Never mind the infrastructure that would have to be in place to load these hypothetical poisons into the planes to begin with (and under the noses of not only the passengers and air crews but also all of the maintenance people as well), but the amount of people that would have to be in on it to make it work is immense. A super-secret conspiracy involving huge numbers of people is an oxymoron.
Or at least, extremely unrealistic. And this is not even mentioning questions of motive and motivation. Why would they want to do that, and why would they go through with it? The individual military people I know are honourable men and women, yet you want me to believe that their entire organisation is evil? It doesn’t fit.
It is, in essence, Crazy.
But of course, if you’re crazy, you’re very selective about the reality you accept. You have armoured yourself against such puny things as logic, objective evidence and rational debate. You want to believe, and you’ve surrounded yourself with like-minded people to the extent that you really do believe that all of your crazy theories are “blatantly obvious”. After all, everyone in your narrow circle agrees with you! If you don’t agree, you must be evil or deceived.
Analysis of source reliability is a basic tool for discerning truth from error. If you can’t distinguish reliable sources from unreliable ones, you are open to any lie that happens to reinforce your preconceived ideas. It’s more attractive to believe in a sexy conspiracy theory than a boring truth that includes some “we’ll probably never know exactly why”s. The internet doesn’t care whether something is true or not. It just finds stories. The onus is ours to sift and weigh the information, and to all appearances we’ve lost the ability to judge source reliability. And this says uncomfortable things about our Christianity. Who cares about evidence? Believe in Jesus because it’s a sexy story and you get good feelings from it.

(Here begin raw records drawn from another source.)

PR #12295, opened 2025-10-28
fix seqlen bug for trtllm_mla's draft_extend

bmac3:
In trtllm_mla's draft extend, we have `seq_lens = forward_batch.seq_lens.to(torch.int32)` which is passed to`flashinfer.decode.trtllm_batch_decode_with_kv_cache_mla`. `forward_batch.seq_lens.to(torch.int32)` does not take into account the padding we do to the queries with `pad_draft_extend_query`. This leads to mismatched q's and kv's when we call `flashinfer.decode.trtllm_batch_decode_with_kv_cache_mla`. We should instead have
```
seq_lens = (
    forward_batch.seq_lens
    - metadata.seq_lens_q
    + metadata.max_seq_len_q
).to(torch.int32)
```
to account for the padding.


zhyncs (approved):

zhyncs:
Thanks Brian!

PR #12300, opened 2025-10-28
[DeepSeekV32] Bug fix to ensure `page_table` and `result` in same type

Johnsonms:
Running transform_index.py in NSA attention path fails at torch.gather(...) with a dtype mismatch: the index/out tensor is int (int32) while PyTorch requires Long (int64) for gather indices (and often for the output when provided).
## Motivation
RuntimeError: Expected out tensor to have dtype long int, but got int instead

image

## Modifications
Unified the page tale type with output type

## Checklist


hlu1 (approved):
Thanks for the fix!

PR #12309, opened 2025-10-29
[CPU] add support for mamba causal conv1d for qwen3-next

mingfeima:
## Motivation

add support for mamba causal conv1d for qwen3-next

## Modifications

add kernel files at `sgl-kernel/csrc/cpu/mamba/conv.cpp`, which implemented both `causal_conv1d_fwd` for prefill and `causal_conv1d_update` for decode.

* APIs align with existing CUDA counterpart
* support both batched input and variant length input
* CPU kernels will requires `x` to be contiguous on the second-to-last dimension to achieve optimal performance
* shift `conv_states` to be contiguous the second-to-last dimension to make sure vectorized load from memory
* implemented with avx512-bf16, applying amx would be pointless since width is 4 (which conresponds to K in tinygemm of amx, it requires to be 32x)
* weight prepacked to be vnni2 format to remove online prepacking overhead

## Accuracy Tests

```bash
python /test/srt/cpu/test_causal_conv1d.py
```

## Benchmarking and Profiling

compare the optimized C++ version against reference implementation with native torch (which will end up with oneDNN) 

performance collected on 6th gen Xeon with 40 cores, with [script](https://github.com/mingfeima/sgl-cpu-tests/blob/main/test_conv1d_fn.py).

```
### batch = 1, dim = 8192, seqlen = 1024
### causal_conv1d: oneDNN ref: 3.205 ms; opt: 0.239 ms

### batch = 128, dim = 8192, seqlen = 1024
### causal_conv1d: oneDNN ref: 406.583 ms; opt: 36.051 ms
```

**NOTE**: the main reason for low performance with torch native implementation is that PyTorch doesn't have `channels last` concept for 1d convolution. On PyTorch, 1d convolution will be mapped to 2d and therefore it will always be channels first. This will trigger: 
* addtional copy (tranpose last 2 dimensions) to make the input contiguous
* input and weight will need to be reordered to onednn internal format to use vnni
* output will be reordered from internal format to plain format 

## Checklist

### DIFF
--- a/sgl-kernel/csrc/cpu/causal_conv1d.cpp
+++ b/sgl-kernel/csrc/cpu/causal_conv1d.cpp
@@ -1,0 +1,469 @@
+#include "common.h"
+#include "gemm.h"
+#include "vec.h"
+
+namespace {
+
+inline void print_32x16(const __m512bh x) {
+  at::BFloat16 a[32];
+  _mm512_storeu_si512((__m512i*)a, (__m512i)x);
+
+  for (int i = 0; i < 32; i++) {
+    std::cout << a[i] << " ";
+  }
+  std::cout << std::endl;
+}
+
+inline void print_16x32(const __m512 x) {
+  float a[16];
+  _mm512_storeu_ps((__m512*)a, (__m512)x);
+
+  for (int i = 0; i < 16; i++) {
+    std::cout << a[i] << " ";
+  }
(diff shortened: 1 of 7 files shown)


mingfeima:
fix new lint error.

FlamingoPg (approved):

It’s all very disheartening. The lunatics are running the asylum, secure in their armour of unreason. Like the dwarfs in CS Lewis’ The Last Battle, so afraid of being “taken in” and deceived that they cannot be taken out of the prison of lies they have built for themselves.
I know. I shouldn’t argue with the crazies, even the Christian ones. It only feeds the outrage and disconnection that fuels their pursuit of unreality. But somehow I find it difficult to stop myself. I love truth, and you’re equating it with your own irrational delusions. It makes us all look as crazy as you, and I object to that.